Pero a Julia las matemáticas le aburren. No es que no las entienda, porque el profesor explica muy bien, pero le irritan un poco. Esa frialdad sin comas de las matemáticas, ese nulo margen para la ilusión, para que las cosas no sean como está escrito que sean, es lo que a Julia le irrita un poco. Lleva toda la mañana del domingo sentada encima de los apuntes con el pelo recogido, mira los diagramas y las ecuaciones; repite algún problema, y cuando lo resuelve levanta la cabeza y deposita la mirada en una chincheta que hay clavada en el corcho, la que sujeta una foto de Julia monísima en Menorca junto a un perro que iba por la calle. A veces también desparrama la vista hacia la ventana que tiene a su derecha. Su cuarto da al Polígono Sur, lo que antiguamente era la Cuesta de los Gitanos, una rambla entre peñascos de cal llenos de aliagas. En las lomas de enfrente ya están parcelando las viviendas nuevas. Julia lleva viendo ese paisaje yerto, con las vías del tren allá abajo, desde que hacía los deberes de la escuela. Justo debajo de su ventana hay un túnel que pasa por debajo de la vía del tren. Es demasiado estrecho para que quepan dos coches y todos los que suben y todos los que bajan tocan el claxon cuando pasan por ahí. Una mañana de domingo que no le apetecía estudiar contó los pitidos: cuarenta y siete, y porque no era un día laborable. Forman una especie de reloj de tiempo discontinuo que sin embargo, con el paso de los años, a Julia le ayuda a perder el sentido del tiempo real.
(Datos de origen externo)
Issue #359, opened 2022-04-20
New i18n process


delucis:
Opening an issue to keep track of the things we need to get the new i18n process ready. This is partly for myself as I can tackle a bunch of this, but also so others can point out other improvements and requirements or generally give feedback — or even jump in and help out! The more the merrier.

## To-do

- [ ] #1057
- [ ] #1058
- [ ] #1059
- [ ] #1481
- [x] Can we manually “clear” a language from the overview issue if a contributor confirms it is actually up-to-date?
- [x] #1060

    Hippo re: keywords:
    > if anyone wonders what needs to happen for a previously translated page to switch to the "needs updating" state: If changes are committed to the English source page after the translation got committed, the new commits are parsed and if there is a commit that doesn't include any of the terms (minor|typo|broken link|i18nReady), this commit is considered "major" and therefore triggers the state change of the translated versions.

    Hippo re: “clearing”:
    > Similar to the explanation in the script in lines 271-272, you can achieve this by editing the summary issue and setting the respective translation’s UTC date in the state data to the current date.

<details>
<summary>

## Done
</summary>

### Done in #365

- [x] **Write a guide on contributing translations.**

  - [x] Cover the two sources of translations: pages and UI strings.
  - [x] Explain [the new Astro i18n policy posted on Discord](https://discord.com/channels/830184174198718474/867764597838184478/966314002974122024).
  - [x] Instructions on keeping forks updated. App option recommended by @sarah11918: https://github.com/wei/pull

- [x] **Add a fallback content system** to surface English content for languages that aren’t fully translated.

  - [x] Fetch English pages and inject their content where it is missing in another language
  - [x] Add a translatable notice explaining that this page isn’t yet translated and that’s why you’re seeing the English version.
  - [x] Add a link to instructions on how to get involved translating content to the notice.
  - [x] Side quest: this would make all pages reliably “available” across languages. We should update the language switcher select menu to preserve the current page when switching between languages (currently it always links to Getting Started).

- [x] **Sidebars!** (related to above, see [Discord thread](https://discord.com/channels/830184174198718474/966314911078707200)).

  - [x] Include all pages in sidebar even if they’re not translated and will show fallback content (seems to be the consensus on Discord).
  - [x] Indicate in the sidebar that pages are in the fallback language, e.g. with a `[EN]` suffix or something.

[...]

PR #365, opened 2022-04-21
i18n overhaul

delucis:
This PR takes most of the structural steps to get #359 off the ground.

### Summary

It’s a big PR and touches *a lot*, so here’s a summary of what’s going on:

- All non-English pages except for “Getting Started” have been removed. (They’re archived in `old-translations/` for now for reference, but we can delete them at some point in the future.)

- Every language now has its own directory in `src/i18n`. This includes translations for UI strings as well as the navigation sidebar (which used to live in `src/config.ts`).

- Every language now uses the same navigation sidebar structure as English. If translations are found in `src/i18n/{lang}/nav.ts`, these will be used instead of the English label. If a page is not yet available in this language, the page is still generated, but using fallback content from the English version. These are marked with an <sup>EN</sup> suffix in the sidebar.

    For example, here’s [`/de/editor-setup/`](https://deploy-preview-365--astro-docs-2.netlify.app/de/editor-setup/). Its sidebar text is translated — “Editor-Einrichtung” — but the page is not and shows a notice explaining this. This notice can be translated in `src/i18n/{lang}/ui.ts`.

    image

- `src/i18n/README.md` contains a guide on how to contribute translations

- A new script provides automated scaffolding of all of the required files for a new language: `pnpm run add-language`

    https://user-images.githubusercontent.com/357379/164994712-65fc1242-fb26-4e07-9886-5f0ad04fb01f.mov

#### Smaller details

- 404 pages are now translatable in the same way as other UI strings and are generated automatically for each language

- Bare language URLs redirect to Getting Started, e.g. `/de` → `/de/getting-started`

- Following [feedback on Discord](https://discord.com/channels/830184174198718474/867764597838184478/966981090831126559), this system uses consistent slugs across locales

- The language switcher now preserves the current page when the language changes instead of always redirecting to “Getting Started”

- Had to upgrade to the latest Astro beta to get some bug fixes for the markdown `Content` component.

- SEO: added `hreflang` alternate links to connect up translations across languages and made sure that pages displaying fallback content use the English URL as their canonical.

### Key areas for review

- Evaluate `src/pages/[lang]/[...fallback].astro`. Is this approach OK for rendering the fallback pages? Any improvements possible?

- I ran into a few performance hurdles, see [`adb545d`](https://github.com/withastro/docs/pull/365/commits/adb545da17a43e0c6f8626f8676696a7d9eba961) for one detailed explanation.

- What is still needed in `src/i18n/README.md`? We need a list of supported languages obviously, but otherwise?

- Should this PR also prune the number of supported languages or will we do that later? Or, in the other direction, should this PR preserve potentially out-of-date translations for now instead of moving them to `old-translations/`?

- How does the translation file structure in `src/i18n` feel? German (de) is a good language to check as it has bits of everything translated.

### Constraints introduced

- The fallback content system relies on `Astro.glob`, so all pages need to be `.md` files rather than `.astro`. _Might_ be possible once the metadata returned by `Astro.glob` for Astro files is improved to expand that, but for now we’ll need to stick to Markdown.

- Because slugs are shared across locales, Markdown files need to have the same name across the different language directories and these need to match the slugs in `src/i18n/en/nav.ts`. I haven't added any tooling around that, but we could.


src/pages/[lang]/[...fallback].astro
```diff
@@ -0,0 +1,30 @@
...
+			const doesNotNeedFallback = pagesByLang[lang]?.some(p => p.url.endsWith(slug));
+			if (doesNotNeedFallback) continue;
+			paths.push({ params: { lang, fallback: slug } });
+		}
+	}
+	return paths;
+}
+
+const { fallback } = Astro.params
+const englishPages = await Astro.glob('../en/**/*.md');
```
Comment (FredKSchott) [inline src/pages/[lang]/[...fallback].astro:27]: FYI you should be able to do this:

```
const { fallback } = Astro.params
const foo = await import(`../en/${fallback}.md`);
```

however, it looks like its not returning the right thing due to a Vite bug, so `Astro.glob()` is fine until that gets resolved.

src/pages/[lang]/[...fallback].astro
```diff
@@ -0,0 +1,30 @@
...
+			if (lang === 'en') continue;
+			const doesNotNeedFallback = pagesByLang[lang]?.some(p => p.url.endsWith(slug));
+			if (doesNotNeedFallback) continue;
+			paths.push({ params: { lang, fallback: slug } });
+		}
+	}
+	return paths;
+}
+
+const { fallback } = Astro.params
```
Comment (FredKSchott) [inline src/pages/[lang]/[...fallback].astro:26]: `fallback` is a bit of a misleading name here, what about `slug` instead?

FredKSchott (approved):
@delucis this looks great, thank you for tackling something so huge in scope with such an attention to detail! Those two things are usually not easy to do together :)

I've given it a look and I don't have too many comments! Given the scope I'd prefer to merge this sooner rather than later to prevent merge conflicts. 

I want to take a look at some of the perf issues you've run into, and maybe suggest a couple of follow up PRs. Sadly, some of them may be in Vite instead of Astro, and how they eagerly scan/build files in a project.

FredKSchott:
Suggested follow-ups, based on the convo above:
- a lint script that warns if a language file (ex: `/de/foobar.md`) doesn't have a matching English file (ex: `/en/foobar.md`). We could run this in CI to make sure all PRs are passing.
- some perf improvements (@FredKSchott to PR)
- decide on final official languages to support (@FredKSchott to post in Discord)

RE project layout: At this level of complexity, I would suggest that we begin to look into moving all markdown content out of `src/pages` and into a separate `src/docs` or `src/content` directory, and then converting all `src/pages/` to be just the page "shells" that are responsible for importing that content using `Astro.glob()`. But I'm not sure if it sounds like we have perf issues lingering that might make this hard, based on the above. Maybe more investigation is needed.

Julia oye cerrarse la puerta de la entrada. Su instinto es volver a los ejercicios, coger el lápiz en posición de escribir, y repasar mentalmente la situación, no sea que se haya dejado abierta la novela de para por las noches, y que Julia ha estado leyendo hasta media hora antes de que pudiera venir su madre y su tía y entrar en su cuarto de sopetón. Pero el modo de cerrar la puerta la tranquiliza. Sólo así cierra la puerta su padre, con extremo cuidado, de modo que sólo se oiga el metal de la cerradura, no el retumbar de la madera. Julia sale a saludarlo. El libro está cerrado en la mesita de noche. Se titula Emma, y está en inglés.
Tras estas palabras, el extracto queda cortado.